Weitaus unmittelbarer zogen die Ereignisse in Ungarn die Schweiz in ihren Bann. «Kein Schweizer, der dieses Namens würdig ist, hat nicht mit Ergriffenheit verspürt, dass das, was sich gerade ereignete, ein Angriff auf die Menschlichkeit war», drückte sich Bundesrat Petitpierre vor dem Parlament aus. «Dieses Gefühl wurde begleitet von der Bewunderung und dem gebietenden Respekt gegenüber dem Heldentum einer Bevölkerung, die alles, was sie hat, sogar ihr Leben, im ungleichen und gnadenlosen Kampf opfert und sich durch nichts von ihrem Ideal abbringen lässt. Die Schläge, die dem ungarischen Volk versetzt wurden, treffen alle freien Menschen.» (dodis.ch/12254).

Antisowjetische Proteste

Am Morgen des 20. Novembers bekundete das Land mit drei Schweigeminuten sein Mitgefühl (dodis.ch/12323). Die Welle der Solidarität mit dem ungarischen Volk ging einher mit Protesten und Feindseligkeiten gegen sowjetische Einrichtungen. Verschiedentlich wurde vom Bundesrat der Abbruch der diplomatischen Beziehungen zur UdSSR gefordert (dodis.ch/12319). Gleichzeitig geriet der «Osthandel» der Schweizer Wirtschaft unter vermehrte Kritik der Öffentlichkeit (dodis.ch/12320). Die Schweizer Olympia-Delegation sagte ihre Teilnahme an den Wettkämpfen in Melbourne ab, um sich nicht mit sowjetischen Athleten messen zu müssen (dodis.ch/11713).

Offene Grenzen für tausende Flüchtlinge

Private spendeten 6,5 Millionen Franken und verschickten 2 Millionen Pakete mit Medikamenten und Nahrungsmitteln an die Hilfsbedürftigen (dodis.ch/12324).
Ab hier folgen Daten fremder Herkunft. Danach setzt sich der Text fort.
PR #1587, opened 2018-09-06
Classify analysis as legacy if there is a version resolution failure.

isoos:
Background explained in the comment here:
https://github.com/dart-lang/pub-dartlang-dart/issues/1574#issuecomment-419169354

To be consistent with the `legacy` analysis page's message, the maintenance score is set to `0`.

### DIFF
--- a/app/lib/analyzer/pana_runner.dart
+++ b/app/lib/analyzer/pana_runner.dart
@@ -136,17 +136,28 @@ class AnalyzerJobProcessor extends JobProcessor {
     } else {
       summary = applyPlatformOverride(summary);
       summary = await _expandSummary(summary, packageStatus.age);
-      final bool lastRunWithErrors =
-          summary.suggestions?.where((s) => s.isError)?.isNotEmpty ?? false;
+      final analyzeProcessFailed =
+          summary.health?.analyzeProcessFailed ?? false;
+      final lastRunWithErrors = analyzeProcessFailed ||
+          (summary.suggestions?.where((s) => s.isError)?.isNotEmpty ?? false);
+      final bool isLegacy = lastRunWithErrors &&
+          (summary.suggestions
+                  ?.where((s) =>
+                      s.code ==
+                      SuggestionCode.pubspecDependenciesFailedToResolve)
+                  ?.isNotEmpty ??
+              false);
       if (!lastRunWithErrors) {
         analysis.analysisStatus = AnalysisStatus.success;
         status = JobStatus.success;
+      } else if (isLegacy) {
+        analysis.analysisStatus = AnalysisStatus.legacy;
       } else {
         analysis.analysisStatus = AnalysisStatus.failure;
       }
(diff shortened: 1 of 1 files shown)


app/lib/analyzer/pana_runner.dart
```diff
@@ -136,17 +136,28 @@ class AnalyzerJobProcessor extends JobProcessor {
...
       summary = await _expandSummary(summary, packageStatus.age);
-      final bool lastRunWithErrors =
-          summary.suggestions?.where((s) => s.isError)?.isNotEmpty ?? false;
+      final analyzeProcessFailed =
+          summary.health?.analyzeProcessFailed ?? false;
+      final lastRunWithErrors = analyzeProcessFailed ||
+          (summary.suggestions?.where((s) => s.isError)?.isNotEmpty ?? false);
+      final bool isLegacy = lastRunWithErrors &&
+          (summary.suggestions
+                  ?.where((s) =>
```
sortie: .any

app/lib/analyzer/pana_runner.dart
```diff
@@ -136,17 +136,28 @@ class AnalyzerJobProcessor extends JobProcessor {
     } else {
       summary = applyPlatformOverride(summary);
       summary = await _expandSummary(summary, packageStatus.age);
-      final bool lastRunWithErrors =
-          summary.suggestions?.where((s) => s.isError)?.isNotEmpty ?? false;
+      final analyzeProcessFailed =
+          summary.health?.analyzeProcessFailed ?? false;
+      final lastRunWithErrors = analyzeProcessFailed ||
+          (summary.suggestions?.where((s) => s.isError)?.isNotEmpty ?? false);
+      final bool isLegacy = lastRunWithErrors &&
```
sortie: I don't understand this. How can the package both have analysis errors and have failed to resolve dependencies? I thought failing to pub get means analysis doesn't happen?

I fear this is too broad. Having analysis errors or dependencies failing to resolve doesn't mean it's a Dart 1 package, unless it's a SDK version constraint bug (and even there, could be a package with a higher bound than we run on pub).

isoos: > I don't understand this. How can the package both have analysis errors and have failed to resolve dependencies?

We have several classes of errors. The ones you refer to are coming from `dartanalyzer`, and they are tracked in `Health.analyzerErrorCount`.

Here, it can be any issue coming form the tool-enviroment, e.g. `pub upgrade` failing due to network errors. In such case we have errors, but not in the category that would classify it as a legacy.

isoos: > Having analysis errors or dependencies failing to resolve doesn't mean it's a Dart 1 package, unless it's a SDK version constraint bug (and even there, could be a package with a higher bound than we run on pub).

There is a subset of cases where this could be a legitimate dependency resolution error, that's right.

Besonders manifestierte sich der «spontane Helferwille des Volkes» in der Aufnahme ungarischer Flüchtlinge, von denen rund 11'000 in die Schweiz kamen. Schon Mitte November galt die Parole:  «Die Schweiz nimmt alle auf, die kommen wollen und hat keine Auslesekriterien aufgestellt» (dodis.ch/17173). Auf Grund der sehr grossen Nachfrage der Industrie meldeten sich zahlreiche Firmen mit der Bitte um Zuweisung ungarischer Arbeitskräfte. Erklärte Linie der Behörden war es von Beginn an, «das grösst Möglichste zu tun, um für die Flüchtlinge eine menschliche Lösung zu finden» (dodis.ch/12322).